▸ **To do**
How many lines in the records below contain the string "playbooks"? Answer with the number alone.

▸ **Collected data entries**
------

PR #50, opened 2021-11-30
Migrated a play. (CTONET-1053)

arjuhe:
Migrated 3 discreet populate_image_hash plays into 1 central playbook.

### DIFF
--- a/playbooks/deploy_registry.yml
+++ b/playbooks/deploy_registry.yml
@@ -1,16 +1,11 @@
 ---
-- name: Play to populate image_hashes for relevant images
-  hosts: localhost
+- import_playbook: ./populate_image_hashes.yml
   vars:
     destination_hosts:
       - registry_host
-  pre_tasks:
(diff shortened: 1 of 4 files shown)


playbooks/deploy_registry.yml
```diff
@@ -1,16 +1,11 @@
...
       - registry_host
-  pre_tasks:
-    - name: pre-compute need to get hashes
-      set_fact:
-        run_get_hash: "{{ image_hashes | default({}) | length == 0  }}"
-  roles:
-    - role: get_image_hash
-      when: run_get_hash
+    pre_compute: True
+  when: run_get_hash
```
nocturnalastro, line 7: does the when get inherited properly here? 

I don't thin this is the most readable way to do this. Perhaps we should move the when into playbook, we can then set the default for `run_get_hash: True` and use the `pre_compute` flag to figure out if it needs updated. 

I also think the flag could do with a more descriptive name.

------

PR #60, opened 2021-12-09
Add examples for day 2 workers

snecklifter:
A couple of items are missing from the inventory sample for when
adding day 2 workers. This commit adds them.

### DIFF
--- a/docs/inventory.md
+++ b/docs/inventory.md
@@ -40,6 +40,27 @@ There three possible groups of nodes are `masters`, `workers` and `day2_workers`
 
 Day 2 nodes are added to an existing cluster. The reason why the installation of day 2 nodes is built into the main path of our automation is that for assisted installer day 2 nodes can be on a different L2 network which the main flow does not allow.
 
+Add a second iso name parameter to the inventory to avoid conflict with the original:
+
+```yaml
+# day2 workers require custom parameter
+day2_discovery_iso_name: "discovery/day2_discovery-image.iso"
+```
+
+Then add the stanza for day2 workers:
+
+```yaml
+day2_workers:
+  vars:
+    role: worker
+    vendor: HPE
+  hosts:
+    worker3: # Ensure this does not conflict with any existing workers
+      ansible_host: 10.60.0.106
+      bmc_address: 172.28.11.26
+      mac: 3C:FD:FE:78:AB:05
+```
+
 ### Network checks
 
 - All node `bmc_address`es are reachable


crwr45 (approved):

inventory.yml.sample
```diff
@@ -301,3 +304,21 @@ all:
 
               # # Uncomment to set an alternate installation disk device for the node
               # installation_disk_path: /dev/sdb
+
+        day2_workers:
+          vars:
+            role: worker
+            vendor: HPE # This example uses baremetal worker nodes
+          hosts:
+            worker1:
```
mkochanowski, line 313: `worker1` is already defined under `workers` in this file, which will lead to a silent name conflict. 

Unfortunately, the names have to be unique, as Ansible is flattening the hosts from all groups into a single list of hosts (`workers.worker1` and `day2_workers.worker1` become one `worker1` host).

------

▸ **Exercise solution**
3